In accordance with the present invention, a method and system for generating software code using a symbolic language translator is provided that substantially eliminates or reduces the disadvantages and problems associated with previously developed such systems and methods. In particular, the present invention provides an improved method and system for creating on a computer a native operators and test code file for a finite element simulator to model fluid flow in porous media. The method of the present invention includes the steps of inputting into a symbolic language translator equations and parameters describing the model to be created by the simulator and generating one or more model objects from the equations and parameters. The method of the present invention further includes the steps of generating a symbolic representation of the residual and tangent matrix operators of the model objects and generating optimization rules for any geometric invariant quantities. Numeric core code and data structure initializing core code are generated for the simulator in a high level programming language from the language of the symbolic language translator. The numeric core code is formatted and optimized and a file is generated containing the formatted and optimized numeric core code and the data structure initializing core code.

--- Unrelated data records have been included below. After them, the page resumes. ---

PR #6, opened 2020-01-12
Allow dispatch on chain type

cpfiffer:
Users can now pass in a keyword argument to `sample` to define the type of the chain they want to receive after sampling. It's the responsibility of package developers to support chain construction for different types. An example of usage might be

```julia
chain1 = sample(model, sampler, 1000; chain_type = NamedTuple)
chain2 = sample(model, sampler, 1000; chain_type = MCMCChains.Chains)
chain3 = sample(model, sampler, 1000; chain_type = Array)
```

If no keyword is specified, this defaults to whatever a package developer sets as the default constructor `bundle_samples`, or it simply returns the vector of `AbstractTransition` if the package developer has not created a catch-all overload of `bundle_samples`.

### DIFF
--- a/src/AbstractMCMC.jl
+++ b/src/AbstractMCMC.jl
@@ -198,6 +198,7 @@ function sample(
     s::SamplerType,
     N::Integer;
     progress::Bool=true,
+    chain_type::Type=Type{Any},
     kwargs...
 ) where {ModelType<:AbstractModel, SamplerType<:AbstractSampler}
     # Perform any necessary setup.
@@ -224,7 +225,11 @@ function sample(
     # Wrap up the sampler, if necessary.
     sample_end!(rng, ℓ, s, N, ts; kwargs...)
 
-    return bundle_samples(rng, ℓ, s, N, ts; kwargs...)
+    if chain_type == Type{Any}
+        return bundle_samples(rng, ℓ, s, N, ts; kwargs...)
+    else
+        return bundle_samples(rng, ℓ, s, N, ts, chain_type; kwargs...)
+    end
 end
 
 """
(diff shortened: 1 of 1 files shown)


src/AbstractMCMC.jl
```diff
@@ -224,7 +225,11 @@ function sample(
     # Wrap up the sampler, if necessary.
     sample_end!(rng, ℓ, s, N, ts; kwargs...)
 
-    return bundle_samples(rng, ℓ, s, N, ts; kwargs...)
+    if chain_type == Type{Any}
+        return bundle_samples(rng, ℓ, s, N, ts; kwargs...)
+    else
+        return bundle_samples(rng, ℓ, s, N, ts, chain_type; kwargs...)
+    end
```
devmotion: Maybe you could just call
```julia
return bundle_samples(rng, ℓ, s, N, ts, chain_type; kwargs...)
```
and define `bundle_samples` for the default chain type (`Type{Any}` or maybe a more specific custom singleton type). If `bundle_samples` without chain type is still needed (is it actually?) it could just be forwarded to the method with the default type. In general, I think it is easier for a user/developer to not have to deal with two different method signatures in case they want to implement some custom behaviour. At least that was my impression when implementing the `step!` function :wink: 

Another/additional idea would be to use `chain_type = nothing` as a default and call
```julia
return bundle_samples(rng, ℓ, s, N, ts, chain_type === nothing ? typeof(ts) : chain_type; kwargs...)
```
and then just define a default method
```julia
function bundle_samples(
    rng::AbstractRNG, 
    ℓ::AbstractModel, 
    s::AbstractSampler, 
    N::Integer, 
    ts::Vector{T},
    chain_type::T;
    kwargs...
) where {T<:AbstractTransition}
    return ts
end
```

devmotion:
In general, I think some of the static parameter types are not needed - e.g., `ModelType<:AbstractModel` is never defined or used (that also applies to some existing implementations).

cpfiffer:
Woops, I merged this before I saw your comments. I'll open a new one.

PR #8, opened 2020-01-12
Allow dispatch on chain type (take two)

cpfiffer:
I undid #6 because I missed some comments. I've addressed them here by pulling out some static type constraints and allowing for a single default `bundle_samples` method instead of two.

### DIFF
--- a/src/AbstractMCMC.jl
+++ b/src/AbstractMCMC.jl
@@ -180,6 +180,7 @@ function sample(
     s::AbstractSampler,
     N::Integer;
     progress::Bool=true,
+    chain_type::Type=Any,
     kwargs...
 )
     # Perform any necessary setup.
@@ -206,7 +207,7 @@ function sample(
     # Wrap up the sampler, if necessary.
     sample_end!(rng, ℓ, s, N, ts; kwargs...)
 
-    return bundle_samples(rng, ℓ, s, N, ts; kwargs...)
+    return bundle_samples(rng, ℓ, s, N, ts, chain_type; kwargs...)
 end
 
 """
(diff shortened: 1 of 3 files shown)


src/AbstractMCMC.jl
```diff
@@ -116,18 +116,18 @@ DefaultCallback(N::Int) = DefaultCallback(ProgressMeter.Progress(N, 1))
 
 function init_callback(
     rng::AbstractRNG,
-    ℓ::ModelType,
+    ℓ::AbstractModel,
     s::SamplerType,
     N::Integer;
     kwargs...
-) where {ModelType<:AbstractModel, SamplerType<:AbstractSampler}
+) where {SamplerType<:AbstractSampler}
```
devmotion: I guess `SamplerType` is not needed either? This comment also applies to most of the other function definitions below.

src/AbstractMCMC.jl
```diff
@@ -224,13 +225,29 @@ function sample(
...
+    return bundle_samples(rng, ℓ, s, N, ts, chain_type; kwargs...)
+end
+
+function bundle_samples(
+    rng::AbstractRNG, 
+    ℓ::AbstractModel, 
+    s::SamplerType, 
+    N::Integer, 
+    ts::Vector{T},
+    chain_type::Type = Type{Any};
```
devmotion: I'm still wondering if there's a reason for allowing to call `bundle_samples` without `chain_type`. As I mentioned in the previous PR, IMO it's easier to work with consistent method signatures - that still allows to specify a default method with `chain_type::Type{Any}` that can be changed for specific models, samplers, and transitions.

src/AbstractMCMC.jl
```diff
@@ -224,13 +225,29 @@ function sample(
...
+
+function bundle_samples(
+    rng::AbstractRNG, 
+    ℓ::AbstractModel, 
+    s::SamplerType, 
+    N::Integer, 
+    ts::Vector{T},
+    chain_type::Type = Type{Any}; 
+    kwargs...
+) where {SamplerType<:AbstractSampler, T<:AbstractTransition}
```
devmotion: It seems `T<:AbstractTransition` is not needed either, one could just write `ts::Vector{<:AbstractTransition}`?

src/AbstractMCMC.jl
cpfiffer: This makes it completely opt-in without much cost. If you want to change your `bundle_samples` code to work with different outputs, great! Otherwise, this is just a nice default that's automatically called for you. I don't really care for requiring people to have some kind of formalized output.

cpfiffer:
Alright, I made it so the `bundle_samples` signature is consistent, and added a test to show different chain types.

devmotion:
Looks good to me.

cpfiffer:
Thanks, @devmotion!

PR #9, opened 2020-01-24
Simplify psample

devmotion:
This PR updates `psample` and adds some tests for the interface and the default implementation.

### DIFF
--- a/test/interface.jl
+++ b/test/interface.jl
@@ -1,0 +1,64 @@
+struct MyModel <: AbstractModel end
+
+struct MyTransition <: AbstractTransition
+    a::Float64
+    b::Float64
+end
+
+struct MySampler <: AbstractSampler end
+
+AbstractMCMC.transition_type(::MySampler) = MyTransition
+
+struct MyChain <: AbstractChains
+    as::Vector{Float64}
+    bs::Vector{Float64}
+end
+
+function AbstractMCMC.step!(
+    rng::AbstractRNG,
+    model::MyModel,
+    sampler::MySampler,
+    N::Integer;
+    kwargs...
+)
+    a = rand(rng)
+    b = randn(rng)
+
+    return MyTransition(a, b)
+end
+
+function AbstractMCMC.step!(
+    rng::AbstractRNG,
+    model::MyModel,
+    sampler::MySampler,
+    N::Integer,
+    transition::Union{Nothing,MyTransition};
+    kwargs...
+)
+    a = rand(rng)
+    b = randn(rng)
+
+    return MyTransition(a, b)
+end
+
+function AbstractMCMC.bundle_samples(
+    rng::AbstractRNG,
+    model::MyModel,
+    sampler::MySampler,
+    N::Integer,
+    transitions::Vector{MyTransition};
+    kwargs...
+)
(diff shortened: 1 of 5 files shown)


test/interface.jl
```diff
@@ -0,0 +1,64 @@
...
+    bs::Vector{Float64}
+end
+
+function AbstractMCMC.step!(
+    rng::AbstractRNG,
+    model::MyModel,
+    sampler::MySampler,
+    N::Integer;
+    kwargs...
+)
```
devmotion: It would be nice not having to define this special method for the initial implementation. It could be avoided if one would define
```julia
step!(rng, model, sampler, N = 1; kwargs) = step!(rng, model, sampler, N, nothing; kwargs...)
```
as the default implementation instead of the other way around, as it is currently done in AbstractMCMC. One could still use the shorthand call without `nothing` but would just have to overload the methods with `transition` in custom implementations such as in Turing. The advantage would be that in cases where the first step is equal to all other steps one would just implement one method `step!(...., transition::Union{Nothing,Transition}; ...)` (such as in the case of the Gibbs sampler, https://github.com/TuringLang/Turing.jl/blob/867752a2da1ec0d8e2fe9737a3fe4bf0cb19adcd/src/inference/gibbs.jl#L130-L213), and in the other cases one would just implement two methods, as before, with type signature `step!(..., ::Nothing; kwargs...)` and `step!(..., ::Transition; kwargs...)`. What do you think?

test/interface.jl
```diff
@@ -0,0 +1,64 @@
+struct MyModel <: AbstractModel end
+
+struct MyTransition <: AbstractTransition
+    a::Float64
+    b::Float64
+end
+
+struct MySampler <: AbstractSampler end
+
+AbstractMCMC.transition_type(::MySampler) = MyTransition
```
devmotion: Where is `transition_type` actually used or needed? I looked around in AbstractMCMC and Turing, and it seems it is only called in the default implementation of `sample(...)` in AbstractMCMC. Is that correct?

Because if that would be the case, it could be dropped quite easily. One could just sample the first step (which is handled differently inside of the for loop anyway), and then create a vector based on the returned type, which is then filled with the samples from all remaining steps. In the case `N < 1` one could throw an error, so one doesn't have to bother with type stability issues.

test/interface.jl
cpfiffer: I'm fine with that -- I don't particularly care for the current approach where there's two distinct signatures, and I think this is a good solution.

test/interface.jl
cpfiffer: My initial rationalization was that maybe someone would want to overload either method -- if someone didn't much care for the default version of `transitions_init` and wanted to generate some weird struct to store samples in, they could do so without limiting it to the vector form. `transition_type` is just an ease of use thing to allow someone to use the default functionality fairly quickly. With all the interface stuff I really just wanted to provide defaults that do everything for you when you don't want to, but you can overload if you care a great deal.

We probably could instead just draw the first sample without too much trouble and use that as the type -- I've got no issues with that.

cpfiffer:
I'll merge this for now. Your other comments are probably better as other PRs.

PR #12, opened 2020-01-27
Change handling of transitions

devmotion:
I've thought a bit more about `transition_type`, and how to improve on what I mentioned in https://github.com/TuringLang/AbstractMCMC.jl/pull/9#discussion_r370753197.

In this PR I propose the following changes:
- Remove `transition_type` and instead just obtain the first transition
- Pass the initial transition to `transitions_init`, whose default implementation just creates a vector for `N` transitions of the type of the initial transition
- Add a function `transitions_save!` to which (among others) the transitions container, the current iteration, and the current transition is passed; the default implementation for vector-type containers just saves the current transition in the container
- Remove `AbstractTransition`
- Do not export anything

The main advantages with this approach are:
- Users/developers do not have to define `transition_type` - as long as their `step!` implementation is type stable it just works
- It seems trivial to, e.g., add a wrapper sampler
  ```julia
  struct StreamingSampler{S<:AbstractSampler,I}
      io::I
      sampler::S
  end

  stream(io, sampler::AbstractSampler) = StreamingSampler(io, sampler)

  AbstractMCMC.sample_init!(rng::AbstractRNG, model::AbstractModel, sampler::StreamingSampler, N::Integer; kwargs...) = sample_init!(rng, model, sampler.sampler, N; kwargs...)
  AbstractMCMC.sample_end!(rng::AbstractRNG, model::AbstractModel, sampler::StreamingSampler, N::Integer, transitions; kwargs...) = sample_end!(rng, model, sampler.sampler, N, transitions; kwargs...)
  AbstractMCMC.bundle_samples!(rng::AbstractRNG, model::AbstractModel, sampler::StreamingSampler, N::Integer, ::Nothing; kwargs...) = nothing

  AbstractMCMC.transitions_init!(transition, ::AbstractModel, sampler::StreamingSampler, ::Integer; kwargs...) = nothing
  AbstractMCMC.transitions_save!(::Nothing, ::Integer, transition, ::AbstractModel, ::StreamingSampler, ::Integer) = write(sampler.io, transition)
  ```
  as suggested in https://github.com/TuringLang/Turing.jl/issues/1053
- One does not have to wrap parameter vectors or named tuples inside of a custom `AbstractTransition` subtype anymore - if `step!` just returns a parameter vector or a named tuple, the default implementation of `sample` will just yield a vector of parameter vectors or named tuples
- It does not seem useful to pollute the namespace by exporting methods such as `sample_init!` or `sample_end!` (which many people do not want to call directly and have to be imported anyway if implemented for specific types). In general, I think in every concrete implementation of AbstractModel/AbstractSampler one just has to decide which methods of AbstractMCMC to export (probably just `sample` and `psample`).

### DIFF
--- a/src/AbstractMCMC.jl
+++ b/src/AbstractMCMC.jl
@@ -57,28 +57,6 @@ An `AbstractModel` represents a generic model type that can be used to perform i
 abstract type AbstractModel end
 
 """
-    AbstractTransition
-
-The `AbstractTransition` type describes the results of a single step
-of a given sampler. As an example, one implementation of an
-`AbstractTransition` might include be a vector of parameters sampled from
-a prior distribution.
-
-Transition types should store a single draw from any sampler, since the
-interface will sample `N` times, and store the results of each step in an
-array of type `Array{Transition<:AbstractTransition, 1}`. If you were
-using a sampler that returned a `NamedTuple` after each step, your
-implementation might look like:
-
-```
-struct MyTransition <: AbstractTransition
-    draw :: NamedTuple
-end
-```
-"""
-abstract type AbstractTransition end
-
-"""
     AbstractCallback
 
 An `AbstractCallback` types is a supertype to be inherited from if you want to use custom callback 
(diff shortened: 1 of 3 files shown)


cpfiffer:
I'm a fan! I'll sit down with this sometime this evening and give some more thoughtful comments if I can find anything.

devmotion:
Should we merge it? :smiley:

cpfiffer:
Yeah, sorry. Got caught up in some stuff and it slipped my mind.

The present invention provides an important technical advantage by generating software code, using a symbolic language translator, that can efficiently solve multi-dimensional Finite Element problems that are too intractable for humans to solve, such as generating simulators for modeling fluid flow in porous media, and which reduce the intensive computer time necessary to solve such problems.

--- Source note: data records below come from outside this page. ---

PR #13, opened 2020-02-02
Add iterator interface

cpfiffer:
Allows the use of `steps!`, which returns an iterator that continuously draws samples. Currently it's pretty bare bones, but I'm open to suggestions on what other functionality that could be included.

Usage:

```julia
# Sample until 1000 iterations are hit.
for (total, transition) in enumerate(AbstractMCMC.steps!(MyModel(), MySampler()))
    println(transition)
    
    if total >= 1000
        break
    end
end
```

### DIFF
--- a/src/AbstractMCMC.jl
+++ b/src/AbstractMCMC.jl
@@ -415,8 +415,8 @@ end
 ##################
 # Iterator tools #
 ##################
-struct Stepper{ModelType<:AbstractModel, SamplerType<:AbstractSampler, K}
-    rng::AbstractRNG
+struct Stepper{A<:AbstractRNG, ModelType<:AbstractModel, SamplerType<:AbstractSampler, K}
+    rng::A
     model::ModelType
     s::SamplerType
     kwargs::K
@@ -460,8 +460,7 @@ function steps!(
     kwargs...
 )
     sample_init!(rng, model, s, 0)
-    iterable = Stepper(rng, model, s, kwargs)
+    return Stepper(rng, model, s, kwargs)
 end
-
 
 end # module AbstractMCMC
--- a/src/AbstractMCMC.jl
+++ b/src/AbstractMCMC.jl
@@ -415,23 +415,20 @@ end
 ##################
 # Iterator tools #
 ##################
-struct Stepper{ModelType<:AbstractModel, SamplerType<:AbstractSampler, T, K}
+struct Stepper{ModelType<:AbstractModel, SamplerType<:AbstractSampler, K}
     rng::AbstractRNG
     model::ModelType
     s::SamplerType
-    t::T
     kwargs::K
 end
 
-function Base.iterate(stp::Stepper, state=(stp.t, 0))
-    t, i = state
-    new_t = step!(stp.rng, stp.model, stp.s, 1, t; stp.kwargs...)
-    
-    return t, (new_t, i+1)
+function Base.iterate(stp::Stepper, state=nothing)
+    t = step!(stp.rng, stp.model, stp.s, 1, state; stp.kwargs...)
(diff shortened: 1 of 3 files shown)


devmotion:
I guess one should also implement
```julia
Base.IteratorSize(::Type{<:Stepper}) = Base.IsInfinite()
Base.eltype(::Type{<:Stepper{<:AbstractModel,<:AbstractSampler,T}}) where T = T
```
(see https://docs.julialang.org/en/v1/base/collections/). I guess, in particular `eltype` might be needed for strictly typed arrays when performing something like `collect(Iterators.take(steps!(model, sampler), 20))`.

cpfiffer:
Updated. I missed those when I was implementing this originally. Most of this was random code I wrote many months ago and thought should be kept around.

Are there any convenience functions we should build here? I don't really know what anyone will use this for.

devmotion:
Maybe add a test for these methods as well?

Otherwise, I don't really know what else to add :man_shrugging: I guess, one can add any convenience functions at a later point as well, if someone comes up with a good idea.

The present invention provides another technical advantage by generating software code using a symbolic language translator that significantly reduces or eliminates the propensity for human error inherent to the manipulation of complex mathematical formulas and to the translation of those mathematical formulas into a programming language code.
The present invention provides yet another technical advantage by generating software code using a symbolic language translator that significantly improves the performance of the programming code generated from the symbolic translation of mathematical formula that are solved to create a model of a physical system. The performance of the code generated from such a method and system can provide increased speed, less complexity, and a lesser number of floating point operations.
The present invention provides yet another technical advantage by generating software code using a symbolic language translator that provides for rapid prototyping by improving the development process for a simulator for generating a mathematical model of a physical system, such as the fluid flow in a porous media. Such a method and system would make it possible to generate the simulator in an economically viable amount of time.
The present invention provides yet another technical advantage by generating software code using a symbolic language translator that significantly reduces the dependency of prior such systems on specialized personnel such as analysts/programmers that had to be conversant in both the mathematics of the physical modeling process and have the programming skill necessary to translate the mathematics into programming code.
The present invention provides yet another technical advantage by generating software code using a symbolic language translator that provides the capability to decrease research turn-around time by providing a means for generating a new simulator from either a new Finite Element method or using a new physics in a shorter period of time than the current such methods and systems.